Für Führungskräfte gilt: Je früher sie Konfliktpotenziale erkennen, desto größer sind die Chancen auf eine konstruktive Lösung. Entscheidend ist, die Eskalationsstufe richtig einzuschätzen und die passende Maßnahme zu wählen. Das Eskalationsmodell nach Glasl lässt sich übrigens im Berufs- wie im Privatleben anwenden. Besonders im Job helfen offene Kommunikation und regelmäßige Feedbackgespräche, Spannungen frühzeitig anzusprechen. Grundsätzlich gilt: Je früher Sie einen Streit schlichten, desto größer ist die Chance auf eine konstruktive und friedliche Lösung.

FAQ – Häufige Fragen zu Eskalationsstufen

Was sind die 9 Eskalationsstufen nach Glasl?

Die 9 Eskalationsstufen nach Friedrich Glasl sind: Verhärtung, Debatte und Polarisation, Taten statt Worte, Sorge um Image und Koalition, Gesichtsverlust, Drohstrategien, begrenzte Vernichtungsschläge, Zersplitterung sowie gemeinsam in den Abgrund. Sie beschreiben, wie sich ein Konflikt zunehmend verschärft und immer schwieriger lösen lässt.

Welche 3 Phasen unterscheidet Glasl?

Glasl unterteilt seine 9 Eskalationsstufen in drei Phasen: Win-Win (Stufe 1–3), Win-Lose (Stufe 4–6) und Lose-Lose (Stufe 7–9). Anfangs ist eine Lösung möglich, von der beide Seiten profitieren. Später gibt es mindestens einen Verlierer – bis am Ende beide Parteien Schaden nehmen.

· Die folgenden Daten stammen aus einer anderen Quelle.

PR #321, opened 2023-02-17
Add api_operation to only render docs for a single operation on an endpoint

ethanmills:
## What’s changed
- Add the option to include a single API operation from openapi spec
- Document existing ability to document schema object from openapi spec

## Identifying a user need
I would like to add some supporting content between operations. Also, `get` and `post` on the same endpoints are used by different types of consumers for some of our endpoints. I would like to be able to split these out into consumer specific pages


ethanmills:
I've also opened https://github.com/alphagov/tdt-documentation/pull/199 for the documentation to go along with this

Was passiert in Eskalationsstufe 3?

Die dritte Eskalationsstufe heißt „Taten statt Worte“. Gespräche führen kaum noch weiter, das gegenseitige Vertrauen schwindet und die Beteiligten schaffen zunehmend vollendete Tatsachen. Eine gemeinsame Lösung ist noch möglich, häufig hilft aber bereits eine neutrale Moderation.

Ab welcher Eskalationsstufe braucht es einen Mediator?

Spätestens wenn der Konflikt die sachliche Ebene verlässt und persönliche Angriffe beginnen, ist professionelle Hilfe sinnvoll. Eine Mediation kann insbesondere in fortgeschrittenen Eskalationsstufen helfen, die Kommunikation wiederherzustellen. Je weiter der Konflikt eskaliert, desto schwieriger wird jedoch eine freiwillige Einigung.

Wie erkenne ich, dass ein Konflikt eskaliert?

Typische Warnzeichen sind verhärtete Positionen, zunehmende Schuldzuweisungen, persönliche Angriffe, Lagerbildung und Drohungen. Ein besonders deutliches Signal ist, wenn es nicht mehr um eine Lösung geht, sondern darum, recht zu behalten oder der Gegenseite zu schaden.

Kann ein Konflikt Eskalationsstufen überspringen?

Ja, die 9 Eskalationsstufen sind keine starre Abfolge, die jeder Konflikt vollständig durchlaufen muss. Einzelne Stufen können schneller durchlaufen oder übersprungen werden. Ebenso kann sich ein Konflikt zeitweise beruhigen und später erneut eskalieren.

Wie kann ich Eskalationsstufen rückgängig machen?

Eine Eskalation lässt sich stoppen, indem Sie den Konflikt frühzeitig ansprechen, Interessen statt Positionen klären und wieder eine sachliche Kommunikation herstellen. In höheren Eskalationsstufen reichen Gespräche allein häufig nicht mehr aus. Dann können Moderation, Mediation, Schlichtung oder eine übergeordnete Instanz notwendig werden.